WHAT TO PRODUCE: Provide a character-exact reproduction of the lines from the line with "activity sets |" to the end of the entries.

[[ DATA FOR THIS TASK open ]]

PR #192, opened 2026-08-31
Remove the already-paired pairing entry

balloobbot:
Removes the already-paired entry into code-based pairing: a code-based pairing now runs over a Sentinel-keyed connection only, and the long-term PSK no longer admits the `'pairing'` activity.

A server has no need to run a pairing round over an existing credential: to establish a fresh one it unpairs (`server/unpair`) and pairs again. The Pairing PSK flow is unaffected - it still enters from any open connection by re-handshaking to the pairing PSK first, since that is an operator-token-driven fresh pairing.

Device-presence verification rode exclusively on this entry and is removed with it. If demand appears, it can come back as its own feature.

Split out of #183 (see [the pairing.md discussion](https://github.com/Sendspin/spec/pull/183#discussion_r3892781993)) so it can be discussed on its own. Overlaps textually with #183; whichever merges second needs a rebase.

### DIFF
--- a/README.md
+++ b/README.md
@@ -509,7 +509,7 @@ The activity sets the server may legitimately declare are constrained by which P
 
 | PSK matched | Allowed activity sets |
 |---|---|
-| [long-term PSK](#definitions) | `['pairing']` or any subset of `{'playback', 'management'}` |
+| [long-term PSK](#definitions) | any subset of `{'playback', 'management'}` |
 | [pairing PSK](#definitions) | `['pairing']` |
 | [Sentinel PSK](#pre-shared-key) | `[]`, `['pairing']`, `['playback']`¹ |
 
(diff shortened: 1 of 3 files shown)


maximmaxim345 (approved):
Was thinking a bit more of whether we should keep or drop key rotations.
I think use of key rotations is more theoretical than practical:
- If you know you have a compromised client, the best mitigation is not to rotate the key (since you can accidentally just rotate the key of the impostor) but unpairing it from the server, and probably also updating/factory resetting the client.
- What I can see as a proper process is to regularly rotate keys, that will solve part of my first point and will in addition be probably even more secure. But that comes at a severe disadvantage for low cost clients: each rotated key means rewriting persistent storage, causing increased wear.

[[ DATA FOR THIS TASK closed ]]

TASK OUTPUT:
 | PSK matched | Allowed activity sets |
 |---|---|
-| [long-term PSK](#definitions) | `['pairing']` or any subset of `{'playback', 'management'}` |
+| [long-term PSK](#definitions) | any subset of `{'playback', 'management'}` |
 | [pairing PSK](#definitions) | `['pairing']` |
 | [Sentinel PSK](#pre-shared-key) | `[]`, `['pairing']`, `['playback']`¹ |
 
(diff shortened: 1 of 3 files shown)


maximmaxim345 (approved):
Was thinking a bit more of whether we should keep or drop key rotations.
I think use of key rotations is more theoretical than practical:
- If you know you have a compromised client, the best mitigation is not to rotate the key (since you can accidentally just rotate the key of the impostor) but unpairing it from the server, and probably also updating/factory resetting the client.
- What I can see as a proper process is to regularly rotate keys, that will solve part of my first point and will in addition be probably even more secure. But that comes at a severe disadvantage for low cost clients: each rotated key means rewriting persistent storage, causing increased wear.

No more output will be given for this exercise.